The Deep Tunnel Sewerage System (DTSS) conveys used water to three treatment plants that are strategically located along the coastal areas of Singapore, so that it can be treated and purified into NEWater. With its second phase set to be completed in 2025, the DTSS frees up land that would otherwise be occupied by intermediate pumping stations and conventional water reclamation plants. It’s energy-efficient, as well: The water is moved entirely through the force of gravity along the tunnels.

THE FISHY BUSINESS OF INNOVATION

What do mangrove plants and fish have to do with cutting-edge water technology?

Current desalination technology uses reverse osmosis, which involves deploying membranes to filter salts and minerals from seawater – a highly energy-intensive method, in Singapore’s four desalination plants. Singapore is welcoming its fifth desalination plant in 2023, intended for testing new technologies.

These technologies include more energy-efficient ways of desalinating seawater, such as electro-deionisation – using an electric field to pull dissolved salts from water – and biomimicry, which copies the way mangrove plants and fish extract freshwater from seawater. While still in their infancy, these exciting technologies could revolutionise freshwater production in Singapore.

POWERING THE TECH SECTOR

Most of us would wince at the thought of dropping our smartphones in a swimming pool, or spilling coffee over our laptops. After all, water and tech devices just don’t mix, right?

In fact, water is essential for the tech sector. It takes up to 30 litres of water to manufacture a single microchip for a smartphone, tablet or laptop. In Singapore, water is a key part of our journey to becoming a global tech hub with a growing number of semiconductor firms and data centres.
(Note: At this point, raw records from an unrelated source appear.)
PR #28, opened 2017-03-13
NPM fixes

felipeochoa:
This is a small fix to a couple of issues that I've encountered now that I'm using the library from NPM:

- Make sure to include the docx template in the NPM bundle
- Remove `app-root-path` and use `path.resolve` (full rationale in felipeochoa/docx@c7b7b58)

### DIFF
--- a/package.json
+++ b/package.json
@@ -13,7 +13,8 @@
   },
   "files": [
     "ts",
-    "build"
+    "build",
+    "template"
   ],
   "repository": {
     "type": "git",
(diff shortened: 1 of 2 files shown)


dolanmiu:
Does path.resolve work properly? I remember there was a reason I used this library, but can't remember why😵

I am surprised that the library still works without putting the template folder in!

felipeochoa:
Yeah the `path.resolve` + `__dirname` trick works perfectly. I'd actually been running the library under a symlink to the development tree, so app-dir was picking up the uninstalled template folder. It was only when I tried npm install for real that it broke!

PR #41, opened 2017-09-15
Fix page/thematic breaks

jacwright:
These items are not paragraph properties, but part of the content of the paragraph.

I'm suggesting this fix, but I've not been able to build and test docx because of the error below, so please could you either direct me to how to get around the error or run the tests before merging?

```
ts/docx/xml-components/default-attributes.ts(20,32): error TS2536: Type 'string' cannot be used to index type 'AttributeMap<T>'.
```

### DIFF
--- a/ts/docx/paragraph/index.ts
+++ b/ts/docx/paragraph/index.ts
@@ -98,7 +98,7 @@ export class Paragraph extends XmlComponent {
     }
 
     public thematicBreak(): Paragraph {
-        this.root.push(new ThematicBreak());
+        this.properties.push(new ThematicBreak());
         return this;
     }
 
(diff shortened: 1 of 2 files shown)


dolanmiu:
Yes you may have a point:
http://officeopenxml.com/WPtextSpecialContent-break.php
http://officeopenxml.com/WPparagraph.php

```xml
<w:r>
    <w:t>This is</w:t>
        <w:br/>
    <w:t xml:space="preserve"> a simple sentence.</w:t>
</w:r>
```

dolanmiu:
As for the test, I have to do some research, 

i'll merge this in soon, after some digging around, as it seems this pull request is not related to this broken test

dolanmiu:
Figured out the issue, because version `^2.4.1` of typescript broke it, as it used a newer version which had breaking changes.

I pinned it to `2.4.1` which fixed, merging your change now

Thanks!

dolanmiu:
Released `2.1.3` with this

PR #42, opened 2017-09-15
Fix tests

jacwright:
The tests weren't quite fixed here. Now that typescript is pinned and I'm able to run the tests, I fixed them.

Fixes tests for https://github.com/dolanmiu/docx/pull/41


dolanmiu:
Thanks, good stuff

PR #43, opened 2017-09-16
Making it easier to work with default styles

jacwright:
Adds the likely common styles, font and size, to be defined in defaults.


dolanmiu:
Nice work, this will be in `2.2.0`

PR #44, opened 2017-09-16
Allow indent to use other options than left and hanging

jacwright:
This is a breaking change. Existing code using indent will break when padding in the number for left.

If you don't like this breaking change I can submit another PR that just adds a 3rd parameter after `hanging` for the `firstLine` attribute. This attribute is the most common after `left` IMO, and the attribute I need. Book manuscripts indent the first line of each paragraph. I made this bigger change because I felt like 3 arguments, all optional, starts to get messy.

Please advise.

### DIFF
--- a/ts/docx/paragraph/indent.ts
+++ b/ts/docx/paragraph/indent.ts
@@ -3,22 +3,25 @@ import { XmlAttributeComponent, XmlComponent } from "../xml-components";
 interface IIndentAttributesProperties {
     left?: number;
     hanging?: number;
+    firstLine?: number;
+    start?: number;
+    end?: number;
 }
 
 class IndentAttributes extends XmlAttributeComponent<IIndentAttributesProperties> {
     protected xmlKeys = {
         left: "w:left",
         hanging: "w:hanging",
+        firstLine: "w:firstLine",
+        start: "w:start",
+        end: "w:end",
     };
 }
 
 export class Indent extends XmlComponent {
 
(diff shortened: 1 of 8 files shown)


dolanmiu:
I like this actually, it makes more sense

Does this change the API for the user? If so, then it has to be a `3.0.0` release thing, if not, then I could bump the version

jacwright:
It would have to be a 3.0.0 release. If someone is currently using `.indent(1234)` then it would no longer work for them.

dolanmiu:
I think it will be a little longer because I want to make it so you create a:

```
var document = new docx.File();
```

which would be breaking

I say this cos Microsoft Word has an odd way to handle images, by having references to other files. The `File` can contain the `Document`, and essentially be the manager for all the references.

`Document` is just an "xml file"

dolanmiu:
How about creating two methods, one old and one new, and when 3.0.0 comes out, remove the old one?

jacwright:
Done, this other PR will get me by until 3.0 is out. Thank you.

dolanmiu:
Thanks.

Will bump version now

jacwright:
This was the incompatible version! The other PR #45 is compatible with 2.x.

dolanmiu:
Oh god

dolanmiu:
`3.0.0` it is! 😂

dolanmiu:
`3.0.0` released

PR #45, opened 2017-09-16
Adding the ability to indent first line only in paragraphs

jacwright:
This is a backwards compatible fix while a better (but breaking) fix is here https://github.com/dolanmiu/docx/pull/44.


dolanmiu:
I made a project change to do with the tests, try get the latest version of the project

jacwright:
This is no longer needed with #44 merged. Closing.

PR #192, opened 2015-04-18
Allow overriding default Homestead ports

andrewhood125:
PR #188 discussed having a syntax like this available in `Homestead.yaml` to override the default ports. 
```YAML
ports:
  - map: 80
    to: 8000
``` 

Homestead already has support for the following structure: 
```YAML
ports:
  - guest: 80
    host: 8000
``` 

This PR allows the default ports to be overridden. If they are not overridden then the default port forwarding takes place preserving backwards compatibility.

### DIFF
--- a/scripts/homestead.rb
+++ b/scripts/homestead.rb
@@ -37,10 +37,29 @@ class Homestead
     end
 
     # Configure Port Forwarding To The Box
-    config.vm.network "forwarded_port", guest: 80, host: 8000
-    config.vm.network "forwarded_port", guest: 443, host: 44300
-    config.vm.network "forwarded_port", guest: 3306, host: 33060
-    config.vm.network "forwarded_port", guest: 5432, host: 54320
+    # Is HTTP Default Port Overridden?
+    unless settings["ports"].any? { |mapping| mapping["guest"] == 80 }
+      # Set Default HTTP Port Forwarding
+      config.vm.network "forwarded_port", guest: 80, host: 8000
+    end
+
+    # Is HTTPS Port Overridden?
+    unless settings["ports"].any? { |mapping| mapping["guest"] == 443 }
+      # Set Default HTTPS Port Forwarding
+      config.vm.network "forwarded_port", guest: 443, host: 44300
+    end
+
+    # Is MySQL Port Overridden?
+    unless settings["ports"].any? { |mapping| mapping["guest"] == 3306 }
+      # Set Default MySQL Port Forwarding
+      config.vm.network "forwarded_port", guest: 3306, host: 33060
+    end
+
+    # Is PostgreSQL Port Overridden?
+    unless settings["ports"].any? { |mapping| mapping["guest"] == 5432 }
+      # Set Default PostgreSQL Port Forwarding
+      config.vm.network "forwarded_port", guest: 5432, host: 54320
+    end
 
     # Add Custom Ports From Configuration
     if settings.has_key?("ports")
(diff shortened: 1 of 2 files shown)


brunowego:
+1

andrewhood125:
@taylorotwell @GrahamCampbell I know you're busy but any Homestead love <3?

scripts/homestead.rb
```diff
@@ -36,16 +36,32 @@ def Homestead.configure(config, settings)
...
+    default_ports = {
+      80   => 8000,
+      443  => 44300,
+      3306 => 33060,
+      5432 => 54320
+    }
+
+    # Use Default Port Forwarding Unless Overridden
+    default_ports.each do |guest, host|
+      unless settings["ports"].any? { |mapping| mapping["guest"] == guest }
```
dbpolito: no need to if this at each iteration, just do an if, if true, loop the array

scripts/homestead.rb
```diff
@@ -36,16 +36,32 @@ def Homestead.configure(config, settings)
...
+        config.vm.network "forwarded_port", guest: guest, host: host
+      end
+    end
 
     # Add Custom Ports From Configuration
     if settings.has_key?("ports")
       settings["ports"].each do |port|
-        config.vm.network "forwarded_port", guest: port["guest"] || port["to"], host: port["host"] || port["send"], protocol: port["protocol"] ||= "tcp"
+        config.vm.network "forwarded_port", guest: port["guest"], host: port["host"], protocol: port["protocol"]
```
dbpolito: here you're using `host` and `guest`, but at the example you're using `send` and `to`... pick one.


Also, make protocol optional, not sure if this way it is...

dbpolito:
Also, i would like to see an extra config, something like, `default_ports: true`, default to true, instead of checking if you have the port config to add these 4 ports, check this config... if it's true, you would add new ports, not overwrite, if false, you would overwrite...

I think the more usual case is adding new ports, not overwrite, this way we have both possibilities...

Let me know your thoughts...

scripts/homestead.rb
andrewhood125: I'd like to stick to just one but I'm not the maintainer. I've attempted to standardize `homestead.rb` to just `host` and `guest`. 

See Homestead docs.

scripts/homestead.rb
andrewhood125: I'm not sure I understand. Can you elaborate?

andrewhood125:
I disagree with adding `default_ports`. I feel like it's an unnecessary complication. You're still going to be adding complexity to the code checking to see if `default_ports: true` or `false`. Yet the configuration is less intuitive and more complicated. 

Use case: A user wants to change just MySQL port forwarding from `3306 => 33060` to `3306 => 3307`. 

With `default_ports` your `Homestead.yaml` would look like this: 
```YAML
default_ports: false
ports:
  - map: 3306
    to: 3307
  - map: 80
    to: 8000
  - map: 5432
    to: 54320
  - map: 443
    to: 4430
```

With this PR it would be:
```YAML
ports:
  - map: 3306
    to: 3307
```
If you want custom ports and just to change just MySQL, then you would need to manually add all the default port forwarding.

taylorotwell:
Current PR breaks if "ports" is not defined in Homestead.yaml.

http://d.pr/i/aATu/5XojvxDM

taylorotwell:
Fixed it for you.

andrewhood125:
Good catch. Thanks.

PR #196, opened 2015-05-07
GitHub OAuth-token integration

kreischweide:
As GitHub is a core component required for a successful installation of laravel on homestead, it would be nice to have a default setting to specify the GitHub OAuth-token for the default vagrant user. It's quite easy to hit the 60 API call rate limit nowadays.


taylorotwell:
Put this in your after.sh script for now. Thanks

PR #199, opened 2015-05-13
Update serve.sh

ingro:
I don't know if there is a more elegant solution, but this worked for me.

Basically I had to port a old app to Laravel and I needed to keep the old uris, and some of them ended with .php. With default homestead serve.sh the server just returned an `No input file specified` error.

So I Updated serve.sh to redirect properly to the application's index.php main script even for uri that ends with .php


taylorotwell:
Would rather not change this when I know it's working.

PR #201, opened 2015-05-17
Add license

svpernova09:
Add MIT License


GrahamCampbell:
Not formatted correctly. Needs to been the same as the one in the framework repo.

svpernova09:
@GrahamCampbell That was what I started using, then copied this version from the Docs repo. So it seems the docs repo needs to be updated as well.

GrahamCampbell:
:+1:

PR #202, opened 2015-05-23
Check PHP file exists before passing it to PHP

bbashy:
Returns 404 (which is true for this error), if it doesn't exist.

This fixes the issue of the "No input file selected" response.

### DIFF
--- a/scripts/serve-hhvm.sh
+++ b/scripts/serve-hhvm.sh
@@ -27,6 +27,9 @@ block="server {
     sendfile off;
 
     location ~ \.php$ {
+        # don't pass file to PHP unless it exists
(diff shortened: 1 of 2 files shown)


taylorotwell:
No input file specified just means the root web directory isn't setup correctly.

bbashy:
Yes but why keep it like that? It's not an error that explains what's wrong.

I see a lot of questions regarding this and with this change it will allow them to realise the path is wrong?

bbashy:
#199 is exactly the same issue. Shouldn't be ignored.

bbashy:
Forge is even prone to this exploit, fun!

PR #206, opened 2015-06-01
Add support for OCI8 to connect to Oracle DBs

mwolfindale:
Also add extra tools and set up networking (e.g. to connect to Oracle DB VM)


mwolfindale:
Maybe this shouldn't be in core...but here we go anyhow.

taylorotwell:
Not at this time. Thanks

PR #210, opened 2015-06-18
Don't make databases a required setting

WouterJ:
I didn't need any databases on my homestead machine, so I commented the complete `databases` block. This resulted in a Ruby error among the lines of `undefined method each of Nil`.

This PR makes the `databases` setting optional, another solution is to have a better error when it isn't available.


svpernova09:
:+1: Ran into this a few times as well

PR #212, opened 2015-06-19
Add homestead install command

svpernova09:
Add homestead install command to allow users to install homestead into their Laravel project directly.

The use case for this would be to completely isolate the Homestead vagrant environment per project and allow users to ship Homestead environments with their code base making it easier for contributors to get up and running.

### Usage

```
laravel new project
cd project
composer require laravel/homestead
./vendor/bin/homestead install
```

Copies ```Vagrantfile```, ```Homestead.yaml```, ```after.sh```,  and ```aliases``` from the global Homestead folder to the project folder. The other files used by homestead are loaded/used out of the homestead path so they can be easily updated from upstream. These files we copy into the project are the ones I most commonly configure per project.

The command also updates paths in ```Homestead.yaml``` for the project folder.

#### Two options can be used:

Because Virtualbox requires box names to be unique the user can set a unique box name. (this is something we may want to do regardless, possibly use the project folder as the box name by default while allowing this override as well)

```
./vendor/bin/homestead install --name=MyBoxName
```

You can specify a hostname to be used:

```
./vendor/bin/homestead install --hostname=customname
```

#### Vagrant Operations

We have now installed a copy of the Homestead configuration into our project we used native Vagrant command to interact with the box.

```
vagrant up|halt|destroy
```

### DIFF
--- a/src/stubs/LocalizedVagrantfile
+++ b/src/stubs/LocalizedVagrantfile
@@ -2,7 +2,7 @@ require 'json'
 require 'yaml'
 
 VAGRANTFILE_API_VERSION = "2"
-confDir = $confDir ||= File.expand_path("~/.composer/vendor/laravel/homestead")
+confDir = $confDir ||= File.expand_path("vendor/laravel/homestead")
 
 homesteadYamlPath = "Homestead.yaml"
 afterScriptPath = "after.sh"
--- a/src/stubs/LocalizedVagrantfile
+++ b/src/stubs/LocalizedVagrantfile
@@ -1,0 +1,23 @@
+require 'json'
+require 'yaml'
+
+VAGRANTFILE_API_VERSION = "2"
+confDir = $confDir ||= File.expand_path("~/.composer/vendor/laravel/homestead")
+
+homesteadYamlPath = "Homestead.yaml"
+afterScriptPath = "after.sh"
+aliasesPath = "aliases"
+
+require File.expand_path(confDir + '/scripts/homestead.rb')
+
+Vagrant.configure(VAGRANTFILE_API_VERSION) do |config|
+	if File.exists? aliasesPath then
+		config.vm.provision "file", source: aliasesPath, destination: "~/.bash_aliases"
+	end
+
+	Homestead.configure(config, YAML::load(File.read(homesteadYamlPath)))
+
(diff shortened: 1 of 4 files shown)


src/stubs/LocalizedVagrantfile
```diff
@@ -0,0 +1,23 @@
+require 'json'
+require 'yaml'
+
+VAGRANTFILE_API_VERSION = "2"
+confDir = $confDir ||= File.expand_path("~/.composer/vendor/laravel/homestead")
```
taylorotwell: Why would we use ~/.composer here? Wouldn't we just use the project's composer/vendor/ directory?

taylorotwell: It seems like this would still require Homestead to be installed globally.

svpernova09: This PR assumes the user has homestead installed globally and wants to install into $this project folder they are in. 

If we want to build the same / similar thing into the Laravel command,  think that's viable but different scenario. We talked about going either way with it.

taylorotwell: But it seems like just by changing that line to use /vendor/laravel/homestead you could eliminate the need to have Homestead globally installed.

taylorotwell: I think we're kinda thinking about this in two different ways. I'm saying for the local version you should have "laravel/homestead" as a composer dependency of your main laravel app.

svpernova09:
Use Case: Method to install Homestead into a Laravel project to provide isolated Vagrant.

This PR implements this in the Homestead command, assumes it's globally installed and reuses as much as it can from that path.

An alternative implementation would be to put this functionality into the laravel command and have homestead as a dependency to the laravel framework. Then we could copy the minimal amount of files from /vendor/laravel/homestead to the project root. (this is what I'm doing with my HomesteadSkeleton package) This implementation would allow laravel framework to ship with isolated vagrant configs if desired

taylorotwell:
you don't need anything on the laravel command.

taylorotwell:
if you have laravel/homestead as a dependency of a laravel/laravel project, you will be able to access the bin via php vendor/bin/homestead... allowing you to use an install command to copy over some files.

Data centres in particular require huge amounts of water to cool their servers.

To balance Singapore’s tech goals with our need to conserve water and energy, the government has announced that any new data centres must meet an array of environmental sustainability standards before receiving construction approval.

IN CELEBRATION OF WATER

PUB mascots Water Wally and Water Sally visited HomeTeamNS Khatib on 12 and 13 March.

Although Singapore has a circular water economy – which means that we are able to endlessly recycle our water by collecting, treating and reusing it – this doesn’t mean that we can let it go to waste.

To help spread the importance of water conservation, popular mascots Water Wally and Water Sally are scheduled to appear at HomeTeamNS-JOM Balestier on 26 March from 12pm to 2pm.

To redeem a small gift, just follow these few steps: Wear blue to any HomeTeamNS clubhouse, snap a photo with the mascots, and post it in the comments section of the World Water Day post on the clubhouse’s Facebook page. Show your post to the HomeTeamNS staff to receive your gift.

If you’re staying home, you can still participate in World Water Day. Simply log on to HomeTeamNS-JOM’s Facebook page between 9 to 30 March to show off your trivia knowledge and win prizes by taking part in a series of online water-centric quizzes.

On World Water Day, let’s remember how precious this essential resource is – and make an effort to ensure every drop counts in Singapore.